* **TASK OBJECTIVE**: In the records below, find the line that contains "Report correct number of probes attached", then write out that line and each one after it exactly, up to and including the last.

* **Records from a collection**:
= Beginning of Section =

PR #4194, opened 2025-05-27
Fix attaching probe count and change attaching language

jordalgo:
Two commits:

## #1
Report correct number of probes attached

This is specific to kprobe-multi and uprobe-multi,
which are attaching to multiple functions under the
hood. This is transparent to users and we should
report the number of attached functions correctly.

Issue: https://github.com/bpftrace/bpftrace/issues/3180

## #2

Change "Attaching X probes..." to "Attached X probes"

##### Checklist

### DIFF
--- a/CHANGELOG.md
+++ b/CHANGELOG.md
@@ -83,6 +83,8 @@ and this project adheres to
   - [#4137](https://github.com/bpftrace/bpftrace/pull/4137)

= End of Section =

* **TASK ANSWER**:
Report correct number of probes attached

This is specific to kprobe-multi and uprobe-multi,
which are attaching to multiple functions under the
hood. This is transparent to users and we should
report the number of attached functions correctly.

Issue: https://github.com/bpftrace/bpftrace/issues/3180

## #2

Change "Attaching X probes..." to "Attached X probes"

##### Checklist

### DIFF
--- a/CHANGELOG.md
+++ b/CHANGELOG.md
@@ -83,6 +83,8 @@ and this project adheres to
   - [#4137](https://github.com/bpftrace/bpftrace/pull/4137)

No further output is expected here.